◆ Entries provided ◆
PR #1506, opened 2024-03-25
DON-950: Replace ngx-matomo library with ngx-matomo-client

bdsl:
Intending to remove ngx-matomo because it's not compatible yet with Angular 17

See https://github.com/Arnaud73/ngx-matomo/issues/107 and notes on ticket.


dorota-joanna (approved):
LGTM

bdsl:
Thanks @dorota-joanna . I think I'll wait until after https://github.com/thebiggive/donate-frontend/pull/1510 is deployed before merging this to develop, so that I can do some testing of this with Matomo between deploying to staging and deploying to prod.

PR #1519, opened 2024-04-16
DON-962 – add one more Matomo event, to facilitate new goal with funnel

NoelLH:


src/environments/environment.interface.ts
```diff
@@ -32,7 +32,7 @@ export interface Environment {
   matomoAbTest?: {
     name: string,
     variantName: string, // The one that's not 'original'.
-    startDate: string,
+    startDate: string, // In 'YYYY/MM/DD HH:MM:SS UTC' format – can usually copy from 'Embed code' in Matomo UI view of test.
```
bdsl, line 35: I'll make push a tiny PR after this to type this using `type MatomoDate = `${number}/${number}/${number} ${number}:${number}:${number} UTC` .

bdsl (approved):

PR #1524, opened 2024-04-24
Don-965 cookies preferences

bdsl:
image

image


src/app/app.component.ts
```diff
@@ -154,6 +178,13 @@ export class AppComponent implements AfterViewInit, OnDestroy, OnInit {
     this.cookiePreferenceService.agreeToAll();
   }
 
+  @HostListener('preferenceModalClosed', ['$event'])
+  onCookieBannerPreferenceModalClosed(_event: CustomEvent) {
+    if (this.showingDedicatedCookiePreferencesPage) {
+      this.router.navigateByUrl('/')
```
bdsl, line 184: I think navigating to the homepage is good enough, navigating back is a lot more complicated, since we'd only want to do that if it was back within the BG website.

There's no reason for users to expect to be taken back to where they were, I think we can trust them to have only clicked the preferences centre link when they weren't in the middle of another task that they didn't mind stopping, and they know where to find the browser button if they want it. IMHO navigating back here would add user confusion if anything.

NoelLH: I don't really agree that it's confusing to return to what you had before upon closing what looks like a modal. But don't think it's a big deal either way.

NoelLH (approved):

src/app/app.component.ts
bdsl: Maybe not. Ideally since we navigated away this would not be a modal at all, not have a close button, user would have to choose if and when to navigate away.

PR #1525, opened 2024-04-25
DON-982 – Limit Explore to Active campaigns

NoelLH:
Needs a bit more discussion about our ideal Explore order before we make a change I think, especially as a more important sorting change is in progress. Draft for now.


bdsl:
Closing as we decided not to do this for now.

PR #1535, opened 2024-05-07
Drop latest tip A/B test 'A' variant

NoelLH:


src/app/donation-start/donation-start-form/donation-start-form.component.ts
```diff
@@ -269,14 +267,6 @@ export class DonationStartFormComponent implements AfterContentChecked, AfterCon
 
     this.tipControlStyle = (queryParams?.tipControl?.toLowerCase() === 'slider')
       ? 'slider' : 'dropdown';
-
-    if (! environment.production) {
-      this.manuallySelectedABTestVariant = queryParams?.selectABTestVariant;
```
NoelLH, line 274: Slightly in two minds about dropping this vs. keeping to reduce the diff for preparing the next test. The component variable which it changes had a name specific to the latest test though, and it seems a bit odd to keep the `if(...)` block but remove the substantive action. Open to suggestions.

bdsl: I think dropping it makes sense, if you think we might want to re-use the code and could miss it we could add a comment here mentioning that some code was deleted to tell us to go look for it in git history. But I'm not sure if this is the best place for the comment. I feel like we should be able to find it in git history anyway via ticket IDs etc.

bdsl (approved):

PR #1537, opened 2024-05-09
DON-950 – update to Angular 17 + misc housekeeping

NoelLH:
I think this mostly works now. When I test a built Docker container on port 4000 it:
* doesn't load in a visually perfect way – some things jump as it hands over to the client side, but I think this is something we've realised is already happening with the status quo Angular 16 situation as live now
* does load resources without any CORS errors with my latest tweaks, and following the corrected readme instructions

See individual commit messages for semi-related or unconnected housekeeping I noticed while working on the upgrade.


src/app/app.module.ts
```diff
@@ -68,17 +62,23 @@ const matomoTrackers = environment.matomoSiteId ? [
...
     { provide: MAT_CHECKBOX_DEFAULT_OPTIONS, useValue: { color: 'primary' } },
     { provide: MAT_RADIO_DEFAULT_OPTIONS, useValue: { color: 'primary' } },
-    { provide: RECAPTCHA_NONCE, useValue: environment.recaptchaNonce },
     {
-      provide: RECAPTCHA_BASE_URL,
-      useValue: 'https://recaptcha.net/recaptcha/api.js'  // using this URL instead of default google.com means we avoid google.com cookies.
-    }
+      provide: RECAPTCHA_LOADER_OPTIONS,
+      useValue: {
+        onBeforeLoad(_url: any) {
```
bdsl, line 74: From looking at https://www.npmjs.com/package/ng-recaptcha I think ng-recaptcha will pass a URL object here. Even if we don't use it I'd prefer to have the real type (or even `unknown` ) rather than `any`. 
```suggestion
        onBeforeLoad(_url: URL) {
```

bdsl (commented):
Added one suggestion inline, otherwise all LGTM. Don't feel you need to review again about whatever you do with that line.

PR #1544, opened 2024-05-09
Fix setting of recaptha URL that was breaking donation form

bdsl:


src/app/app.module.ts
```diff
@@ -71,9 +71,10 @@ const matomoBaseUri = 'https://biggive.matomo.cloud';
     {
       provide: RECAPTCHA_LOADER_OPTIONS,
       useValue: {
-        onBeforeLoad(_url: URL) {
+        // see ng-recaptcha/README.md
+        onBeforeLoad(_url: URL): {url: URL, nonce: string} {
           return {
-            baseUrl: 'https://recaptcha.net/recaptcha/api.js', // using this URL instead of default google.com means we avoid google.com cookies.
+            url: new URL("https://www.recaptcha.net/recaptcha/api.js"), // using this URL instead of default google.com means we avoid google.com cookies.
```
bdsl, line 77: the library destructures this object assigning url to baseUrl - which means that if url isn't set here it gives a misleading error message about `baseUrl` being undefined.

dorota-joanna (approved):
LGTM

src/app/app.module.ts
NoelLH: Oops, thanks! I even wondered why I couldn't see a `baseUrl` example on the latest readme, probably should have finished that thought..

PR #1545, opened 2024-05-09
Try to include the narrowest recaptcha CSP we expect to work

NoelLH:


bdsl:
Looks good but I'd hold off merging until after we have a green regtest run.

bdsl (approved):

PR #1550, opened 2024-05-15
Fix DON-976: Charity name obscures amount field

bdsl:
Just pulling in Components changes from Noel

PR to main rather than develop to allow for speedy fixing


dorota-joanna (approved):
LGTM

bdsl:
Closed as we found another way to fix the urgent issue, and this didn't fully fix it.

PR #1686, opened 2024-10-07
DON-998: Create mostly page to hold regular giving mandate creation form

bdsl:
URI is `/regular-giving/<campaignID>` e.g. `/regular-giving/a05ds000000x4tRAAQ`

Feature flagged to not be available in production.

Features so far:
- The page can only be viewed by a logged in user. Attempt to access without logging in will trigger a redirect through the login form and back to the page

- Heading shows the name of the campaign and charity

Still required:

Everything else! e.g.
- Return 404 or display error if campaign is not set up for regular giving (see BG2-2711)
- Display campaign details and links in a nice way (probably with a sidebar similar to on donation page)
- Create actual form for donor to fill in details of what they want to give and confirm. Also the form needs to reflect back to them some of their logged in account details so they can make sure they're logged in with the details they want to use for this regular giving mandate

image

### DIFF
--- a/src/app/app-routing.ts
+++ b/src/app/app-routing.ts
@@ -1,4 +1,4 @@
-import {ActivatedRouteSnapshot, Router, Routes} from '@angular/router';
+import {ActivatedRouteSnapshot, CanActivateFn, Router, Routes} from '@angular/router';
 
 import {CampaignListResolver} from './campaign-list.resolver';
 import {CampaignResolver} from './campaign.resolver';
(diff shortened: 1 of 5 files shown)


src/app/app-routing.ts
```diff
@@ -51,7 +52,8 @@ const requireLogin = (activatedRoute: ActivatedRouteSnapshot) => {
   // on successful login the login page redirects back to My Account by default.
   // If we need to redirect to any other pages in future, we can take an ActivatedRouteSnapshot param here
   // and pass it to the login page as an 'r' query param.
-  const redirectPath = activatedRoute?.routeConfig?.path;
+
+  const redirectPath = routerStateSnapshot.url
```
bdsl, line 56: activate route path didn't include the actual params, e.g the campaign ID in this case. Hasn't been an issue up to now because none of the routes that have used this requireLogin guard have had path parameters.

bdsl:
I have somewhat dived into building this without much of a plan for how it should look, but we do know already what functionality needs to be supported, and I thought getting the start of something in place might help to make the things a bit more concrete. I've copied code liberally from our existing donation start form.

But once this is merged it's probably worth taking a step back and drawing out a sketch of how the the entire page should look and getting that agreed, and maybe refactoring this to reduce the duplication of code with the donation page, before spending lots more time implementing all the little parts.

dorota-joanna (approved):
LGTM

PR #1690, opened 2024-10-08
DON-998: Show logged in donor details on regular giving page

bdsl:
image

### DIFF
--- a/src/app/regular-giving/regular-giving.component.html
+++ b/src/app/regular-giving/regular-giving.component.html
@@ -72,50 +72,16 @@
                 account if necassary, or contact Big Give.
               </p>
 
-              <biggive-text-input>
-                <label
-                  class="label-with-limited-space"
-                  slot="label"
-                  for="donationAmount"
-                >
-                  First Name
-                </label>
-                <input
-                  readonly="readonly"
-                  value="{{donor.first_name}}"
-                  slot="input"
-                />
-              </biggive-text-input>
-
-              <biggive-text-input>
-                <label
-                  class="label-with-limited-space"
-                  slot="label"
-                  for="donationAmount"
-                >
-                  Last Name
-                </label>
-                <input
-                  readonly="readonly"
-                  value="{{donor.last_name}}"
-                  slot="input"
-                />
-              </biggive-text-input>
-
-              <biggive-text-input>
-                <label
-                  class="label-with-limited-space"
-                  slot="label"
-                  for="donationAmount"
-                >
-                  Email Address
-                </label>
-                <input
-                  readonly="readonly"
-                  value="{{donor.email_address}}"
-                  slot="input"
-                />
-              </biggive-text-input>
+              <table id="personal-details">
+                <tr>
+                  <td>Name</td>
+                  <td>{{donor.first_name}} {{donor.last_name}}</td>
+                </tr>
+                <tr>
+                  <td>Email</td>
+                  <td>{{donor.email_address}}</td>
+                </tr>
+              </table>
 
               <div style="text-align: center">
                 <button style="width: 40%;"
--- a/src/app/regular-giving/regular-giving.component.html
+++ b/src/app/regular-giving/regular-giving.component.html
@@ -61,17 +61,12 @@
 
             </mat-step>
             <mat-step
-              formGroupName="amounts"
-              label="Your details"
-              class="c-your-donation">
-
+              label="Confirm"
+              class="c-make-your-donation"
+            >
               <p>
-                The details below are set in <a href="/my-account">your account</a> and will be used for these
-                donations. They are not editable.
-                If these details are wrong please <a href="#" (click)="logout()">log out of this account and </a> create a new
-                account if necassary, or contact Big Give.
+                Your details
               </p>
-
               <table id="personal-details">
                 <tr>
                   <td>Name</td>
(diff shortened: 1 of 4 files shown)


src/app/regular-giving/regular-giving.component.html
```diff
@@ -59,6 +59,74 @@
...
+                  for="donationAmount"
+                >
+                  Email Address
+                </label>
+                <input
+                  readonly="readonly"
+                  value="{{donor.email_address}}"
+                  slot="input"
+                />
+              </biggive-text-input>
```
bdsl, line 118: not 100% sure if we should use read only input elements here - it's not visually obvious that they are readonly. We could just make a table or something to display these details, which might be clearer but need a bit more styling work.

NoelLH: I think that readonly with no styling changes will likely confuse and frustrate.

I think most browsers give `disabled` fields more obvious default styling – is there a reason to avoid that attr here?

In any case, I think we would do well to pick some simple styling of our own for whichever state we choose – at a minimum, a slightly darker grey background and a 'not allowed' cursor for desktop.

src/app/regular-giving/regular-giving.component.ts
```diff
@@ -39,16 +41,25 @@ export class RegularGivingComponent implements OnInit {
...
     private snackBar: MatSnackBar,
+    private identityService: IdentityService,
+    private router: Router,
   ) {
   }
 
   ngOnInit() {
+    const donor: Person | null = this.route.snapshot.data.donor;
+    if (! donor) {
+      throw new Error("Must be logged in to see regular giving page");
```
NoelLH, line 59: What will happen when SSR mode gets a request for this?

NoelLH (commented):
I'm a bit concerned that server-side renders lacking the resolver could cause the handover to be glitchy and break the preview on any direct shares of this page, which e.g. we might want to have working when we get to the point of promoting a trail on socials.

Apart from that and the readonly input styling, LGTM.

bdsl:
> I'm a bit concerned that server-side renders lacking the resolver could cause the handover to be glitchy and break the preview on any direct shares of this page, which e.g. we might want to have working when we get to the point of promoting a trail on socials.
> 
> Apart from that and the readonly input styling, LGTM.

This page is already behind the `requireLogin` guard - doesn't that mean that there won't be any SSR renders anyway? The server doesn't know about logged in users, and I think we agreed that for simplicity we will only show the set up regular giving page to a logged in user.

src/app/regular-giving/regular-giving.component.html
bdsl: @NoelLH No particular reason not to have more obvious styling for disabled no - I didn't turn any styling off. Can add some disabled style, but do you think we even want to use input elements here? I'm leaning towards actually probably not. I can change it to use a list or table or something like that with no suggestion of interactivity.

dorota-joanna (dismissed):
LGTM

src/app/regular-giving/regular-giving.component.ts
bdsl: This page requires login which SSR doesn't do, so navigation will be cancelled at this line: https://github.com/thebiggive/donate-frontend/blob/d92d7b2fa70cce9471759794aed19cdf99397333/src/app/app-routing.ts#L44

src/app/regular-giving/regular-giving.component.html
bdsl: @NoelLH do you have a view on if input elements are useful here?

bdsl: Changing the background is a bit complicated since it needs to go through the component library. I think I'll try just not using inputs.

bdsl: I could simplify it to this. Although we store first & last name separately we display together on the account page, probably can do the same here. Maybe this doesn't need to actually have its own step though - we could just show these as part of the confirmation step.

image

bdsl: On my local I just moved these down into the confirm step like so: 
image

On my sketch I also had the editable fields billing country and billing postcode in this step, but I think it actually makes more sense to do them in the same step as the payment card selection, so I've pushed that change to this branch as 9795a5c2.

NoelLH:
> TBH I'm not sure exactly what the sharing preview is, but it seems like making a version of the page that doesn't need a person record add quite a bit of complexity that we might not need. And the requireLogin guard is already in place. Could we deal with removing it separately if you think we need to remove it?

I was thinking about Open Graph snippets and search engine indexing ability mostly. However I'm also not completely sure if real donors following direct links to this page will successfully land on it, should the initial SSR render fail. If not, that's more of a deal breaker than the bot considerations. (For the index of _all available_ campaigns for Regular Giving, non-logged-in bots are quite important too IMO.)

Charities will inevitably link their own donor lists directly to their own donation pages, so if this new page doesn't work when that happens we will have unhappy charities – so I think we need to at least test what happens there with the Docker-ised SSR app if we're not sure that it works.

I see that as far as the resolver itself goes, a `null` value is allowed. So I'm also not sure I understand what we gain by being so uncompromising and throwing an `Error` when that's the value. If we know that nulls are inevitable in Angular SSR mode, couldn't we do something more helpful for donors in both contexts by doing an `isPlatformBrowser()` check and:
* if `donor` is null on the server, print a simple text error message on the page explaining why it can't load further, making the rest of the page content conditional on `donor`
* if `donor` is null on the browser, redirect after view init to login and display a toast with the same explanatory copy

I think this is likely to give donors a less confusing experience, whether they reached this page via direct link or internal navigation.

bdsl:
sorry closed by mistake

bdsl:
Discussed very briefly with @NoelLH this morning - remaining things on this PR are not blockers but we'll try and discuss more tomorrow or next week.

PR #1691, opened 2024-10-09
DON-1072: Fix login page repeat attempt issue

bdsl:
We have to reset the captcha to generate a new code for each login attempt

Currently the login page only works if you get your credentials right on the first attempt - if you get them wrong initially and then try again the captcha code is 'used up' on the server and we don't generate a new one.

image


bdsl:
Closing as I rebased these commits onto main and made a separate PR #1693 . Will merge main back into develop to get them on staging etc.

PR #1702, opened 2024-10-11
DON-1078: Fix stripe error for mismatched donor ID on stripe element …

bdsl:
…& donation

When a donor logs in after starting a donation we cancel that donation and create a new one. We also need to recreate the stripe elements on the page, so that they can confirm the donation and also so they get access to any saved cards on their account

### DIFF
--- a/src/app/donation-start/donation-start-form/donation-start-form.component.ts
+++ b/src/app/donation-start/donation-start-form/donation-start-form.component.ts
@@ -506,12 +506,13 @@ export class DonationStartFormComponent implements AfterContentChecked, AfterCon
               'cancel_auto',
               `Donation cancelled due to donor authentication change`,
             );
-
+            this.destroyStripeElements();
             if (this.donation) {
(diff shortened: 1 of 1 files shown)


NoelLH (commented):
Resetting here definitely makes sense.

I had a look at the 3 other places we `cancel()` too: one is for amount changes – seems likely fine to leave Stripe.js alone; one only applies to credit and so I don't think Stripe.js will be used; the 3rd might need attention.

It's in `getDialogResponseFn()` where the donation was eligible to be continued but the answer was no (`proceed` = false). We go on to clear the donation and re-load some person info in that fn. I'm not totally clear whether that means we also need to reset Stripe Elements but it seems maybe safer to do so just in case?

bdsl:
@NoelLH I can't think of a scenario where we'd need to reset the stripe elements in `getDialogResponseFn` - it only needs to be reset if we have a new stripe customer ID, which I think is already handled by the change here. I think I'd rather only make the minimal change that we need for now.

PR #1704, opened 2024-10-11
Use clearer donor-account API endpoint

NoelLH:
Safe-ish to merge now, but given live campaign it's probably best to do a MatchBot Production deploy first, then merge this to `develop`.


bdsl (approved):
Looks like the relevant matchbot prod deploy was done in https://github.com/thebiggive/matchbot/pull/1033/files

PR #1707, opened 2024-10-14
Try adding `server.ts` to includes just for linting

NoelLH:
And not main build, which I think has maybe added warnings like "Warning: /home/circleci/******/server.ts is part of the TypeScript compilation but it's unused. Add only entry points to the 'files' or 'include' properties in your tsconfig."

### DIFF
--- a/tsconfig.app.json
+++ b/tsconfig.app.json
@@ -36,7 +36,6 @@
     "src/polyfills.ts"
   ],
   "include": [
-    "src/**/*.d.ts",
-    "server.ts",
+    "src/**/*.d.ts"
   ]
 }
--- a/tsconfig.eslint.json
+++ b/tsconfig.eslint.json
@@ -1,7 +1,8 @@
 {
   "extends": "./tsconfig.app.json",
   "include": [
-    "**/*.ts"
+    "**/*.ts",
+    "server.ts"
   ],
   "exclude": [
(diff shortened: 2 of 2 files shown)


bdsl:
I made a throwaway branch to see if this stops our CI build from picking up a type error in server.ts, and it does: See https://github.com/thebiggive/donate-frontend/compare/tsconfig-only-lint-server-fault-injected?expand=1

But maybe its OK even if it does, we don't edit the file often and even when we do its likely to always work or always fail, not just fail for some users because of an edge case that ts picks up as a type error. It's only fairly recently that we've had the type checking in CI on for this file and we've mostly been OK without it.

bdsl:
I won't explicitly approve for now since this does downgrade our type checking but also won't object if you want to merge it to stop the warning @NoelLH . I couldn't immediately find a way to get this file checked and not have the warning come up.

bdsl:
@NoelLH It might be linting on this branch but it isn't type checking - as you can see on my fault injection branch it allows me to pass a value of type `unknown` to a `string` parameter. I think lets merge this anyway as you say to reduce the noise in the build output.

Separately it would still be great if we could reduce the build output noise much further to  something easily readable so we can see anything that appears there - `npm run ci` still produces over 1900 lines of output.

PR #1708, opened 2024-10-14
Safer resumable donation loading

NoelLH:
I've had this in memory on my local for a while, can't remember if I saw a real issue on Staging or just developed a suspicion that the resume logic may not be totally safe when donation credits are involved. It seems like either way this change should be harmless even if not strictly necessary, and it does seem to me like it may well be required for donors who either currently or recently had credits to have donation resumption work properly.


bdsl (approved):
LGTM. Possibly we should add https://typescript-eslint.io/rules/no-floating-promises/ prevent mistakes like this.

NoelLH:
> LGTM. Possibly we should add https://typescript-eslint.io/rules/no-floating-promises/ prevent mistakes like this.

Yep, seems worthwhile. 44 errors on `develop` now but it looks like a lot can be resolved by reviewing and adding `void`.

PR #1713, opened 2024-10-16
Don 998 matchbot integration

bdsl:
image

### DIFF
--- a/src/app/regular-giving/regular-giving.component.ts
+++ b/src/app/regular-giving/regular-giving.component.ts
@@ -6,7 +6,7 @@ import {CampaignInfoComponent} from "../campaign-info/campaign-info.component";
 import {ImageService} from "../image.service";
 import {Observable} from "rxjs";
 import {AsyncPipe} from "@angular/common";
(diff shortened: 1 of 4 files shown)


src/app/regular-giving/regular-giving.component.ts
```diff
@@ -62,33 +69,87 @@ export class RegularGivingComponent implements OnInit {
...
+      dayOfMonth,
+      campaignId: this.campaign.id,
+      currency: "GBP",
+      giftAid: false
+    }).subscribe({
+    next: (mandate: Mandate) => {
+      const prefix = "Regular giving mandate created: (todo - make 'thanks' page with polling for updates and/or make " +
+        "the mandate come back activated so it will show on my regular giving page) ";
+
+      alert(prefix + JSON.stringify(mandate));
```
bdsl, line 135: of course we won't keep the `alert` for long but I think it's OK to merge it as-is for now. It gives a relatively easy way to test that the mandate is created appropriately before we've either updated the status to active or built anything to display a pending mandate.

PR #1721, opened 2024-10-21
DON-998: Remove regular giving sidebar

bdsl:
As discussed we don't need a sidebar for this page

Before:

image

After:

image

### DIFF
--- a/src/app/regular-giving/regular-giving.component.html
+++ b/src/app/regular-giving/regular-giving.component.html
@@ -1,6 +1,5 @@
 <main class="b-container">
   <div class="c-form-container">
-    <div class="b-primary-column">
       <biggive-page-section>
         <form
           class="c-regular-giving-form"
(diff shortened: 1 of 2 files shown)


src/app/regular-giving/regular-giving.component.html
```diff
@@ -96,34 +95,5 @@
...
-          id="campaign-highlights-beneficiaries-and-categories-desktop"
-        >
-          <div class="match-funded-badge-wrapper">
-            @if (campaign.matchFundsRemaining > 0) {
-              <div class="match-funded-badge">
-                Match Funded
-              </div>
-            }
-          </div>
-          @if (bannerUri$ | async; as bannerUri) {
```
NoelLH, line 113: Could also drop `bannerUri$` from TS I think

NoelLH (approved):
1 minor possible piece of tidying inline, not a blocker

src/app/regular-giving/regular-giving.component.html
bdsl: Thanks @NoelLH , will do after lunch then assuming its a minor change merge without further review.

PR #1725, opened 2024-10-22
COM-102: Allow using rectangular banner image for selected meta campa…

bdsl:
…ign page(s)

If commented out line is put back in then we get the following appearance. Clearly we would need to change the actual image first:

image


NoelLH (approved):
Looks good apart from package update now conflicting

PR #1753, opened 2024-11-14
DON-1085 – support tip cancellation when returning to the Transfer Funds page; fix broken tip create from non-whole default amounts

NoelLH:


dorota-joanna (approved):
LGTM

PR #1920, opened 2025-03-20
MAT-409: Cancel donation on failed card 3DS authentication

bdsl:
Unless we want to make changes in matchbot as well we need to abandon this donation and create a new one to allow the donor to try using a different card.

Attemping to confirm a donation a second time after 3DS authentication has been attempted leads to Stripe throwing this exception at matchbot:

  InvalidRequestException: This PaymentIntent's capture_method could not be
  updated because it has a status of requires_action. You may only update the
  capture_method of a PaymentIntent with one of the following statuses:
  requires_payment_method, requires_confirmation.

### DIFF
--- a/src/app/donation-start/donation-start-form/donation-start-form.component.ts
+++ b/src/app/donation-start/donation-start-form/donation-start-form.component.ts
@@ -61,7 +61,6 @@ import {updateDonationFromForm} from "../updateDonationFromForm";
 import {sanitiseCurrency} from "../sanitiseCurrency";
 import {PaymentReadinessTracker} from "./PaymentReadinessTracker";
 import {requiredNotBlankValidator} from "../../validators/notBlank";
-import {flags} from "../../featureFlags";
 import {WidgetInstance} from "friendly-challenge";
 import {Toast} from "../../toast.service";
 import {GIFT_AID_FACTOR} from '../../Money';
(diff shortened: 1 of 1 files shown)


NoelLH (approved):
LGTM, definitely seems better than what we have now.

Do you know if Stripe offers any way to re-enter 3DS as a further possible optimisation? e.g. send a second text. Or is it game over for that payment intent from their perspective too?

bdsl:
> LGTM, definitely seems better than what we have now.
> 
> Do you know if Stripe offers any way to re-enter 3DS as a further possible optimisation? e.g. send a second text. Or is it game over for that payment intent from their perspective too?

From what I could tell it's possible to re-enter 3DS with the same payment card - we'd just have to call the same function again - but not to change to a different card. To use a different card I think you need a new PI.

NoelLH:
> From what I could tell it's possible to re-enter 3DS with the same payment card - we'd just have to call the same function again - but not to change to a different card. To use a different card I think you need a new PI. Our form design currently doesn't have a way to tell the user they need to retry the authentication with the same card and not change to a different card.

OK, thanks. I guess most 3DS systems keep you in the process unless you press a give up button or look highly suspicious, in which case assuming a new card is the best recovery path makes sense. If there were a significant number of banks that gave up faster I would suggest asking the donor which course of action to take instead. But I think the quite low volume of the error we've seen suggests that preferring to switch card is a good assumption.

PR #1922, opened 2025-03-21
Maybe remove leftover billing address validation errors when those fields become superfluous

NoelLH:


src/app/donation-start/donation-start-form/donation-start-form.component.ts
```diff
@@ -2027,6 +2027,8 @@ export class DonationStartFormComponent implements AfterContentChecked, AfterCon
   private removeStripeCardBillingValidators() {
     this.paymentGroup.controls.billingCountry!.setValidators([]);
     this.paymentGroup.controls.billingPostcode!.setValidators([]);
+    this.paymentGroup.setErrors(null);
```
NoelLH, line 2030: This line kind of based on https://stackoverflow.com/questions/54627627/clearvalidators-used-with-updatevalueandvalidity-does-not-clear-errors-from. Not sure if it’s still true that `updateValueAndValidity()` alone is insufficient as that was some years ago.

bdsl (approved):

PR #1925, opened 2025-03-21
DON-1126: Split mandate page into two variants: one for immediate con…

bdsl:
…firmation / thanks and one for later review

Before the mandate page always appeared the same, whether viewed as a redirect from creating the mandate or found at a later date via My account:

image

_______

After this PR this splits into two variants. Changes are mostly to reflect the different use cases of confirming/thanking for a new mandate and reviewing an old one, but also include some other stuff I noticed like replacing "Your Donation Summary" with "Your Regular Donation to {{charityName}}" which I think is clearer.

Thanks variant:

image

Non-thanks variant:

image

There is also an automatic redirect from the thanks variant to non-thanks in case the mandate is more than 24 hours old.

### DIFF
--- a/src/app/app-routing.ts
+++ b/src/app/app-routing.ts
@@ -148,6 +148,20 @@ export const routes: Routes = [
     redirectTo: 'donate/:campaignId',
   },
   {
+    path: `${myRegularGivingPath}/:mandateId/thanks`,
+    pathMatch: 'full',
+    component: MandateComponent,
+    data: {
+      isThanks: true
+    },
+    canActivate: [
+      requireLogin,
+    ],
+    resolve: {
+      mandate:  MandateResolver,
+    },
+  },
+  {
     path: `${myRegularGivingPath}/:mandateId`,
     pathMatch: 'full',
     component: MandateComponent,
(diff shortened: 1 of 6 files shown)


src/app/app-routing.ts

◆ Directions for this task ◆
From the material above, give the number of lines that contain the string "necassary", without any added remark.

◆ Exercise response ◆
2